Rough weather sailing gear is essential if you're planning on being on a yacht throughout the winter - and even in the summertime. The thing about weather is that it can change rapidly, and if you're out on the open ocean, chances are you're going to feel the true force of what Mother Nature can really do. It can be brutal to say the least. However, if you're prepared and have all the necessary clothing and equipment, your experience will be far more positive and actually enjoyable.
It's all about keeping the body protected from the elements. This can be the outside temperature, rain, hail, saltwater and the wind (chill factor). Rough weather sailing gear consists of heavy-duty jackets, smocks, trousers and drysuits. Each item of clothing is basically a shell designed to keep water off your body and act as a barrier between the wind and your skin. These days, due to technological material advancements, rough weather sailing gear is extremely 'high-performance' allowing you to have complete freedom with your movement whilst also being exceptionally comfortable. However, rough weather sailing gear is not insulated. Your warmth will be determined by how well you layer underneath. Click here for more information on layering.

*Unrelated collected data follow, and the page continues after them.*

PR #10483, opened 2019-05-23
Fix TLS protocols used in tests

JunTaoLuo:
Fixes https://github.com/aspnet/AspNetCore-Internal/issues/2490

Disabling tests failing in https://github.com/aspnet/AspNetCore-Internal/issues/2490.

### DIFF
--- a/src/Servers/Kestrel/test/InMemory.FunctionalTests/HttpsTests.cs
+++ b/src/Servers/Kestrel/test/InMemory.FunctionalTests/HttpsTests.cs
@@ -381,7 +381,6 @@ namespace Microsoft.AspNetCore.Server.Kestrel.InMemory.FunctionalTests
         }
 
         [ConditionalFact]
-        [SkipOnHelix("https://github.com/aspnet/AspNetCore-Internal/issues/2490", Queues = "Windows.7.Amd64.Open")]
         public async Task OnAuthenticate_SeesOtherSettings()
         {
             var loggerProvider = new HandshakeErrorLoggerProvider();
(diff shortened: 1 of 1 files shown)


Tratcher:
This is actually a bit concerning, these tests aren't doing anything that should be OS specific.

The only difference I see is that they specify SslProtocols.None rather than SslProtocols.Tls11 | SslProtocols.Tls12.

Win7 defaults topped out at TLS 1.0. https://support.microsoft.com/en-us/help/3154520/support-for-tls-system-default-versions-included-in-the-net-framework. Kestrel defaults to 1.1 & 1.2 so this may explain the conflict.
https://github.com/aspnet/AspNetCore/blob/c2e2d7d1359ef8caf5460562adfe46b7f4f68df0/src/Servers/Kestrel/Core/src/HttpsConnectionAdapterOptions.cs#L27

Try changing the test to SslProtocols.Tls11 | SslProtocols.Tls12 instead.

src/Servers/Kestrel/test/InMemory.FunctionalTests/HttpsTests.cs
```diff
@@ -380,7 +380,7 @@ public async Task ClientAttemptingToUseUnsupportedProtocolIsLoggedAsDebug()
             Assert.Equal(LogLevel.Debug, loggerProvider.FilterLogger.LastLogLevel);
         }
 
-        [Fact]
+        [ConditionalFact]
```
BrennanConroy: Change back to `Fact` and fix those compile errors

JunTaoLuo: Gah. Should have ran it locally.

halter73 (approved):
LGTM. This matches the default value for SslProtocols in HttpsConnectionAdapterOptions, so it makes sense.

anurse:
I updated the PR to close https://github.com/aspnet/AspNetCore-Internal/issues/2490 when merged since we believe it will solve the issue.

JunTaoLuo:
Looks like the test is fixed! Thanks @Tratcher.

JunTaoLuo:
@aspnet-hello triage https://dev.azure.com/dnceng/public/_build/results?buildId=199321

aspnet-hello:

https://github.com/aspnet/AspNetCore-Internal/issues/2570

PR #10487, opened 2019-05-23
Integrate AuthorizeView with actual authorization

SteveSandersonMS:


src/Components/Blazor/Blazor/src/Services/WebAssemblyConsoleLogger.cs
```diff
@@ -0,0 +1,34 @@
+// Copyright (c) .NET Foundation. All rights reserved.
+// Licensed under the Apache License, Version 2.0. See License.txt in the project root for license information.
+
+using System;
+using Microsoft.Extensions.Logging;
+
+namespace Microsoft.AspNetCore.Blazor.Services
+{
+    internal class WebAssemblyConsoleLogger<T> : ILogger<T>
```
SteveSandersonMS: This is intended as a minimal way of meeting the requirements for the built-in default `IAuthorizationService`, without bringing in the full-fledged `Microsoft.AspNetCore.Extensions.Logging`.

The full logging package adds about 100KB to the app size and a couple extra assembly downloads, so if we can have a bare-bones one without it that's preferable. People who want to use the full thing (e.g., to control logging levels, have multiple categories, etc.) can still reference it and add it to their DI config.

src/Components/Blazor/Blazor/src/Hosting/WebAssemblyHostBuilder.cs
```diff
@@ -102,6 +104,10 @@ private void CreateServiceProvider()
                 };
             });
 
+            // Needed for authorization
+            services.AddOptions();
+            services.TryAdd(ServiceDescriptor.Singleton(typeof(ILogger<>), typeof(WebAssemblyConsoleLogger<>)));
```
rynowak: I think you'll also have to support `ILoggerFactory`. You're going to find code in our stack that expects that, and it should be easy to add.

src/Components/Blazor/Blazor/src/Services/WebAssemblyConsoleLogger.cs
rynowak: >The full logging package adds about 100KB to the app size and a couple extra assembly downloads, so if we can have a bare-bones one without it that's preferable. People who want to use the full thing (e.g., to control logging levels, have multiple categories, etc.) can still reference it and add it to their DI config.

To me this seems like a great thing to chase down in the future when we have a TFM for web assembly. Right now if we wanted to offer a thinner profile of these features for Blazor we have no real way to do so.

src/Components/Components/src/Auth/AuthorizeView.razor
```diff
@@ -54,15 +83,17 @@ else
...
     {
-        // TODO: Support various authorization condition parameters, equivalent to those offered
-        // by the [Authorize] attribute, e.g., "Roles" and "Policy". This is on hold until we're
-        // able to reference the policy evaluator APIs from this package.
-
-        return currentAuthenticationState.User?.Identity?.IsAuthenticated == true;
+        var policy = await AuthorizationPolicy.CombineAsync(
+            AuthorizationPolicyProvider, selfAsAuthorizeData);
+        var result = await AuthorizationService.AuthorizeAsync(user, Resource, policy);
+        return result.Succeeded;
```
rynowak: @HaoK

src/Components/Components/src/Microsoft.AspNetCore.Components.csproj
```diff
@@ -10,6 +10,7 @@
   </PropertyGroup>
 
   <ItemGroup>
+    <Reference Include="Microsoft.AspNetCore.Authorization" />
```
rynowak: I don't have a better idea right now, but are we really OK with baking this in at the lowest level. We're saying **all** components present and future have access to the ASP.NET Authorization library

rynowak (approved):
:shipit: from me. it would be good if @HaoK can look as well.

src/Components/Blazor/Blazor/src/Hosting/WebAssemblyHostBuilder.cs
SteveSandersonMS: I know it is fairly easy to add, but we don't have any code paths that hit it currently, and I'm trying to be minimal with this. We're always free to add more default services later.

If you have reasons to think it's going to be problematic if we don't, let me know, otherwise I'll leave this as-is.

src/Components/Components/src/Microsoft.AspNetCore.Components.csproj
SteveSandersonMS: Yep, I agree with both the uneasiness and the conclusion that this is the best outcome currently. 

Considering that all the Components/Blazor packages have `AspNetCore` in their name, it doesn't really change anything to reference `Microsoft.AspNetCore.Authorization` as compared with if we had `Microsoft.AspNetCore.Components.Authorization`.

src/Components/Components/src/Auth/AuthorizeView.razor
SteveSandersonMS: This is the same as what `DefaultHubDispatcher` does, which looks more or less equivalent in terms of its requirements and its position in the stack.

src/Components/Blazor/Blazor/src/Hosting/WebAssemblyHostBuilder.cs
rynowak: I can't really articulate a specific scenario. This just feels lazy - because we know what we would do if people complain. We could prevent them from having to log and issue and wait for us to fix it by just doing a little thing now.

SteveSandersonMS:
**TODO** Manual ref-assembly code for the new params on `AuthorizeView`

src/Components/Components/src/Auth/AuthorizeView.razor
HaoK: So just to confirm I'm reading this correctly, selfAsAuthorizeData is total set of authorize attributes for this view that you want to use for the authZ check.

SteveSandersonMS: Yes (except this info doesn’t come from attributes in this case- that’s a separate feature on the Blazor router).

HaoK (approved):
This looks pretty reasonable

src/Components/Blazor/Blazor/src/Hosting/WebAssemblyHostBuilder.cs
javiercn: Yeah, we want to have a similar set of services in both environments, otherwise when I try to use a component that does logging, then I end up having to register it myself, making the experience different in the two environments.

src/Components/Components/src/Microsoft.AspNetCore.Components.csproj
javiercn: Yeah, this makes me a bit sad on the inside. I'm wondering if we could use some of the infrastructure for single file publish coming in 3.0 to separate the core of the platform from the baked-in components that we give you into two assemblies and simply ILMerge them at publish time.

javiercn (commented):
Looked at the changes, they seem fine except for a couple of comments. Still have to look at the tests

src/Components/Blazor/Blazor/src/Hosting/WebAssemblyHostBuilder.cs
SteveSandersonMS: OK, I've added a super-minimal `ILoggerFactory`.

> Yeah, we want to have a similar set of services in both environments

I'd be cautious about thinking about it like that. The environments have very different capabilities, goals, and characteristics. Most of the server-side services are for server-side application-server concerns, so a large proportion of them won't be present on WebAssembly by design.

Unlike layers, that are meant to fit pretty tightly, rough weather sailing gear is generally looser, allowing for more freedom of movement. The length of your sleeve should cover your palms when your arms are resting beside your body. This may seem a little odd at first, but the reason behind it, is that it allows you to raise and move your arms when you have multiple layers on underneath - and when it comes to sailing, you're going to be moving a lot! However, if you don't like the feel of your sleeves covering your palms, you can tighten the Velcro in order to keep the sleeve above your wrist.
The length of your trousers will be similar for the same reason. When you're ocean sailing or racing, you'll be required to move around the deck quite often, and you'll also be made to crouch and sit down. You need to have enough space/movement within your trousers to allow this to happen. There will be Velcro straps at your ankles to tighten, so your trousers don't engulf your shoes and become a safety hazard.
According to APS (Annapolis Performance Sailing) there are seven (7) categories of rough weather sailing gear:
- Light inshore
- Buoy racing
- Dinghy racing
When it comes to 'proper' rough weather, the ocean and offshore categories are the two most important, in terms of having the appropriate sailing gear.
There are slight differences between the two. Offshore gear can be defined as the following:
- A full coverage hood that had adjustments to mold to your face to keep water out.
- Reflective tapes across the jacket.
- High collars with far greater front storm flaps that are able to be adjusted.
- Length of jacket and trousers are longer to maximise coverage and allow for far better freedom of movement.
Additionally, ocean gear can defined as the following:
- Durable to last for days/weeks out on the ocean.
- Developed using the most technically advanced materials, and regarded as the pinnacle of sailing gear, that is used by professionals all over the world.
- The highest collars of any jackets with multiple Velcro attachments.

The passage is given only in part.